◆ **Directions for this task**: Exactly as they appear below, repeat the lines from the one with "Clean up of the XSPEC interface code" through the one with "- [X] Reduce", and no others.

◆ **Data shown**:

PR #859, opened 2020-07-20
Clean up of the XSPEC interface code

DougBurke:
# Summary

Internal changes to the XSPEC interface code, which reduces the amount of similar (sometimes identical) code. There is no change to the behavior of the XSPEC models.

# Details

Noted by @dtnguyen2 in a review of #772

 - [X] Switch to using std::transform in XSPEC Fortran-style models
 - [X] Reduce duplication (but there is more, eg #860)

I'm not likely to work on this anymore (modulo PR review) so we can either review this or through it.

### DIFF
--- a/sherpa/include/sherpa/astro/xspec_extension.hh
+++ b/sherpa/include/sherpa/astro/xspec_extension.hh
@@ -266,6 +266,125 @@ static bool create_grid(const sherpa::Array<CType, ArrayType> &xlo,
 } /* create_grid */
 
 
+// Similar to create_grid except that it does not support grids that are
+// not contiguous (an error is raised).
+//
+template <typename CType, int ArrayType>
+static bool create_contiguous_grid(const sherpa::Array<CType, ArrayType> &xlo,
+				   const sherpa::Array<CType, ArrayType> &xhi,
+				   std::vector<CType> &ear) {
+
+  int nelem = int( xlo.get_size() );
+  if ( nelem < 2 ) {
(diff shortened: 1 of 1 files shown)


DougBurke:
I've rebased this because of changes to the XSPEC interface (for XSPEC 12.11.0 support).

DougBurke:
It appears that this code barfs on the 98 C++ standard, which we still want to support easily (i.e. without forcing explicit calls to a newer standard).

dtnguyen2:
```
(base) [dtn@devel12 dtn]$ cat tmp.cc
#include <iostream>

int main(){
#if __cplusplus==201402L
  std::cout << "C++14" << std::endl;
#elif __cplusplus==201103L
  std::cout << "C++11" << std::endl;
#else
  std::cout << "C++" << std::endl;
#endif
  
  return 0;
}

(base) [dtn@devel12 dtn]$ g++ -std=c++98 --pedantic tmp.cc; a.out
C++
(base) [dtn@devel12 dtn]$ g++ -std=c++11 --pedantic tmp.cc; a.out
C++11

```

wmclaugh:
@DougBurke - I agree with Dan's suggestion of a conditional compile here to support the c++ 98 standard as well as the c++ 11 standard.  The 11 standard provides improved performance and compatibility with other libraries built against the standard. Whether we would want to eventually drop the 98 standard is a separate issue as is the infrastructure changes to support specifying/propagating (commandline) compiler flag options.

◆ **Output below**:
Clean up of the XSPEC interface code

DougBurke:
# Summary

Internal changes to the XSPEC interface code, which reduces the amount of similar (sometimes identical) code. There is no change to the behavior of the XSPEC models.

# Details

Noted by @dtnguyen2 in a review of #772

 - [X] Switch to using std::transform in XSPEC Fortran-style models
 - [X] Reduce duplication (but there is more, eg #860)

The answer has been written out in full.